#### [What is required]
Exactly as they appear, copy the lines from the start of the entries below to the line containing "The unbound process needs", both ends included.

[Start of Attachment]

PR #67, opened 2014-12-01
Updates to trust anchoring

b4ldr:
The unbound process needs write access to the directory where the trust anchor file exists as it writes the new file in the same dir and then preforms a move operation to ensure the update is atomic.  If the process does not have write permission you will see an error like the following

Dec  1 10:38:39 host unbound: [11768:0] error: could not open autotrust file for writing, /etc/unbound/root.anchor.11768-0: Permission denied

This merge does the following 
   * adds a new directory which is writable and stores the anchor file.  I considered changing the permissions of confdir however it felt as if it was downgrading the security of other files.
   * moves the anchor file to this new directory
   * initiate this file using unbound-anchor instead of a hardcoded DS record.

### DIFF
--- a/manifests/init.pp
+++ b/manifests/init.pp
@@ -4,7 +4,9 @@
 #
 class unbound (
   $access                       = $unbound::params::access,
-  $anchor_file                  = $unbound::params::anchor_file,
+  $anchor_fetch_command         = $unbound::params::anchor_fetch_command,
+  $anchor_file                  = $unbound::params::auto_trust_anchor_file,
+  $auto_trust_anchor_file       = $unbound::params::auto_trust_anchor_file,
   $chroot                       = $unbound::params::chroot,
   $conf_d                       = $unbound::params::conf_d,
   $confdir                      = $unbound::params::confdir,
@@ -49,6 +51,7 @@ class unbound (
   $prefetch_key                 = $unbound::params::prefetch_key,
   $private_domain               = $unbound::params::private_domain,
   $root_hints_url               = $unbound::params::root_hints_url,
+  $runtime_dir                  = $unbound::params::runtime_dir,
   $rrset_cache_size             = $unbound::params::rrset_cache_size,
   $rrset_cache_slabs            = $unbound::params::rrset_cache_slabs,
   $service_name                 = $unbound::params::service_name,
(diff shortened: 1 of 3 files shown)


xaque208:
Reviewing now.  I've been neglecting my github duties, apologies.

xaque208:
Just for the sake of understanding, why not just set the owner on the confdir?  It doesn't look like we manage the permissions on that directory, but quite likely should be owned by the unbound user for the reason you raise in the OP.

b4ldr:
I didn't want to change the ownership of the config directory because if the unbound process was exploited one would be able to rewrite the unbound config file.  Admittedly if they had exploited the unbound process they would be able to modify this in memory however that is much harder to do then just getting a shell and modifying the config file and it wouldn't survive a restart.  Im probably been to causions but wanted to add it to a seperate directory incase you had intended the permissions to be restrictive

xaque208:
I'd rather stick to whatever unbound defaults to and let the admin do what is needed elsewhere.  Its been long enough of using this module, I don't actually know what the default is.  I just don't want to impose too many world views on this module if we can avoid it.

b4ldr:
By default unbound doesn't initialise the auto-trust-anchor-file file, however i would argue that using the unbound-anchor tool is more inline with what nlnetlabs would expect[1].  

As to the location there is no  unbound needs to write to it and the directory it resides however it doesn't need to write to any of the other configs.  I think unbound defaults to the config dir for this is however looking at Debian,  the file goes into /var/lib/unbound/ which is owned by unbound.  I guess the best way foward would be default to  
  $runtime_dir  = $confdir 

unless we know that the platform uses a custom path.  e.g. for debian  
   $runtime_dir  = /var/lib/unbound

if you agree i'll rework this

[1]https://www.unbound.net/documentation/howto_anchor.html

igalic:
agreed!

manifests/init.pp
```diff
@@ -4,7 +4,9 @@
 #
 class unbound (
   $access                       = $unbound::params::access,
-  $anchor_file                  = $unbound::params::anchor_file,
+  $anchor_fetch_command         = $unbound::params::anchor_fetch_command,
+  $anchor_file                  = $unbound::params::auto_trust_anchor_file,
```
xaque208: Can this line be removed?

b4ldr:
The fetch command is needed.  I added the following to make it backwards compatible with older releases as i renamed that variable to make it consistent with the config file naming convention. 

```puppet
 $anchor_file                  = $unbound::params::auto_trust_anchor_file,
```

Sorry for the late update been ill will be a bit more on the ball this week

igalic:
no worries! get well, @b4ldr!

[End of Attachment]

#### [Solution to the exercise]
PR #67, opened 2014-12-01
Updates to trust anchoring

b4ldr:
The unbound process needs write access to the directory where the trust anchor file exists as it writes the new file in the same dir and then preforms a move operation to ensure the update is atomic.  If the process does not have write permission you will see an error like the following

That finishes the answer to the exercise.